Roland Hübscher

IDCC375
User Interface Design

Small Group Project for IDCC375

Groups

These groups are meant to have a good combination of skills and diverse backgrounds. The idea is that you learn from each other. Do not just use a divide-and-conquer approach and not talk to each other otherwise. At the end of the project, you both need to understand why and how you did it equally well.

Topic

How can you tell time on Bentley Campus? People use their watch or phone. The clock tower of the library does tell time but it's not teribly useful. Design a new, innovative solution so that people can use it to tell ``time.'' We'll talk more about the problem in class, including wy I put time in double quotation marks.

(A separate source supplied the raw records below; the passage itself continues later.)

Issue #1630, opened 2023-03-13
Update mod_exec to use the Jot API for resolving variables


Castaglia:
The scope of this ticket is to update the `mod_exec` module's variable substitution code [here](https://github.com/proftpd/proftpd/blob/master/contrib/mod_exec.c#L871) to instead use the Jot API, so that it automatically benefits from new variable additions there.

offsides:
I'm not really familiar with the jot API, but in principle this sounds like an excellent idea to centralize things and avoid code duplication.

Castaglia:
> Add %S to mod_exec for sftp-non-fatal tagging #1629

The Jot API is ProFTPD's internal API that is used to resolve all of the `LogFormat` variables when writing _e.g._ `ExtendedLog` entries.  It is also used, to support those `LogFormat` variables in things like `SQLNamedQuery`, and in logging modules like `mod_redis` and its ilk.  So updating `mod_exec` to use this API as well (which it should be) is a Good Thing.  I consider the fact that `mod_exec` does _not_ use this API to be tech debt to be retired; it's one less place that implements its own handling of these variables.

Castaglia:
Addressed in master now.

PR #1633, opened 2023-03-16
Issue #1630: Update the `mod_exec` module to use the Jot API for supp…

Castaglia:
…orting the normal range of `LogFormat` variables using the shared API for doing so.


include/jot.h
```diff
@@ -76,6 +76,7 @@
 #define PR_JOT_LOGFMT_TIME_KEY		"local_time"
 #define PR_JOT_LOGFMT_UID_KEY		"uid"
 #define PR_JOT_LOGFMT_USER_KEY		"user"
+#define PR_JOT_LOGFMT_VAR_KEY		"VAR:"
```
Castaglia, line 79: The Jot API didn't actually support values that used the Var API, surprisingly.  This work revealed a gap, so part of this PR is adding that support to the Jot API.

PR #1641, opened 2023-03-25
Reduce the number of times any configured `AuthUserFile`, `AuthGroupF…

Castaglia:
…ile` files are scanned during authentication by refactoring the `mod_ifsession` fix for [Bug#3882](http://bugs.proftpd.org/show_bug.cgi?id=3882) to happen just before any chroot, rather than during the `PRE_CMD` handling of a `PASS` command.

### DIFF
--- a/contrib/mod_ifsession.c
+++ b/contrib/mod_ifsession.c
@@ -690,6 +690,172 @@ static int ifsess_sess_merge_user(pool *p) {
   return 0;
 }
 
+static void ifsess_sess_process_displayfiles(void) {
+  config_rec *c;
+  char *displaylogin = NULL;
+  xaset_t *config_set = NULL;
+
+  /* Look for a DisplayLogin file which has an absolute path.  If we find one,
+   * open a filehandle, such that that file can be displayed even if the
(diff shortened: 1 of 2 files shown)


contrib/mod_ifsession.c
```diff
@@ -1222,6 +1179,8 @@ MODRET ifsess_post_user(cmd_rec *cmd) {
 
 static void ifsess_chroot_ev(const void *event_data, void *user_data) {
   ifsess_home_dir = (const char *) event_data;
+
+  ifsess_sess_process_displayfiles();
```
Castaglia, line 1183: This works because at the time the `core.chroot` event is published, authentication (and thus reading of the `AuthUserFile`, `AuthGroupFile` files) will have already occurred, and the necessary applicable user/group lookups will have occurred; we don't need to do those lookups again ourselves.

Previously, the `mod_ifsession` _would_ do those lookups as part of the `PRE_CMD` phase of the `PASS` command, which happens _before_ the core `mod_auth` module does _its_ lookups -- resulting in redundant user/group membership lookups, redundant `AuthUserFile`, `AuthGroupFile` scans.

Normally, approaching this problem would require a lengthy, iterative design process with several phases, and we'll do exactly this in the larger group project. For this warm-up project, we'll keep it short. Each group will have to hand in the following:

  • Your final design marked as such and all intermediate sketches, doodles, notes, etc. that led to the final design. Order them according to creation date. Your sketches, etc. need to be hand drawn, not produced with some fancy software tool. The final design must be neat and clear. The others, well, they don't have to. But I want to see them anyway because the process matters!

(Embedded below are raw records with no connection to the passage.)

Issue #1639, opened 2023-03-23
Gracefully handle directory creation requests when the directory already exists


zrlw:
### What I Did

we have multiple clients to upload files and  the directories on proftpd server are created as needed.  Only one client will get successful return if mutiple clients send making same directory request simutaneously, others get failure return immediately, 
 but the directory is not created yet, so we must wait some time after catching the exception which wrapped mkdir failure like this:
```
try {
    ftp.mkdir(needed_subdir);
    ftp.cd(needed_subdir);
} catch (SomeExceptionWhichWrappedMakeDirectoryFailure) {
    Thread.sleep(waitTime);
    ftp.cd(needed_subdir); 
    ...
}
```
but we could not determine the wait time.

### What I Expected/Wanted
cache directory creation request, clear up cache when the creation process is completed.
if the same directory creation request is existed in the cache,  don't return failure msg until the cache is cleared.
    
### ProFTPD Version
1.3.7d

Castaglia:
What is the error that the clients see, when their directory creation commands fail?  Can you provide the ProFTPD [debug logging](http://www.proftpd.org/docs/howto/Debugging.html) for these sessions, so that we can see what the server-side errors might be?

zrlw:
debug logging may not be enabled in product environment, i'll check it on working day.
some client will get 'No such file' from proftpd for request 'cd xxx' even after waiting 3s, all clients login proftpd by the same account. i doublt it might be caused by FSCachePolicy mechanism:
![proftpd](https://user-images.githubusercontent.com/40652892/227750471-74922b8a-b825-4dd2-b965-1b7b05b2b96a.png)

zrlw:
our java clients use ChannelSftp of jsch.

Castaglia:
Hmm.  I'm not sure this is a server-side issue, honestly.

ProFTPD is not a multi-threaded server; it uses separate _processes_, not threads, for each client connection.  Each session process is completely independent, and has no knowledge of what any other session process is doing.

It sounds like your application has multiple separate independent connections to ProFTPD (which means each one would have its own separate server-side process).  And your application ends up having these connections "race" each other to create the same directory.  The server-side processes have no knowledge of what any other session is doing, so they will each independently try to reference (then create) the same directory.

Without seeing the specific server-side error for the `MKD` command failure, I cannot offer more useful information at this time.

zrlw:
there are no TraceLog setting in our /etc/proftpd.conf.

[...]

PR #1645, opened 2023-03-28
Issue #1639: When directory creation requests (FTP and SFTP) are rece…

Castaglia:
…ived for directories that already exist (leading to `EEXIST` errors), gracefully handle such errors as "success".

### DIFF
--- a/NEWS
+++ b/NEWS
@@ -48,6 +48,8 @@
   ExtendedLog class.
 - Issue 1630 - Update mod_exec to use the Jot API for resolving variables.
 - Issue 1636 - Use system TCP backlog value by default.
+- Issue 1639 - Gracefully handle directory creation requests when the directory
+  already exists.
 
 1.3.8 - Released 04-Dec-2022
 --------------------------------
--- a/contrib/mod_sftp/fxp.c
+++ b/contrib/mod_sftp/fxp.c
@@ -8664,7 +8664,7 @@ static int fxp_handle_lstat(struct fxp_packet *fxp) {
 static int fxp_handle_mkdir(struct fxp_packet *fxp) {
   unsigned char *buf, *ptr;
   char *attrs_str, *cmd_name, *path;
-  struct stat *attrs, st;
+  struct stat *attrs;
   int have_error = FALSE, res = 0;
   mode_t dir_mode;
   uint32_t attr_flags, buflen, bufsz, status_code;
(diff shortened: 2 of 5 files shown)


zrlw:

  • Write a report (this part with some software tool, please) including the following parts. Use the same order and same headings, please.

    Need
    Describe the need for your product and your target group. Make the case that there is a market for your product.

    Analysis
    Analyze the functionality (what tasks does your solution support), the users (your target population) and context in which they are going to use it. Be detailed but avoid being unnecessarily verbose. Focus on those characteristics that are relevant for your design problem.

    Criteria
    Spell out clearly and explicitly what criteria you are using to evaluate your intermediate and final designs. Saying "it must be easy to use" is useless. Be more specific. If the criteria are not measurable, they are useless. That is, you can't just say over and over in a loud voice "mine's better."

    Design alternatives
    Briefly describe your designs (you had some alternatives in mind) and how they stack up given your criteria.

    Final design
    Evaluate your final design. What has worked out well? Where are still some problems?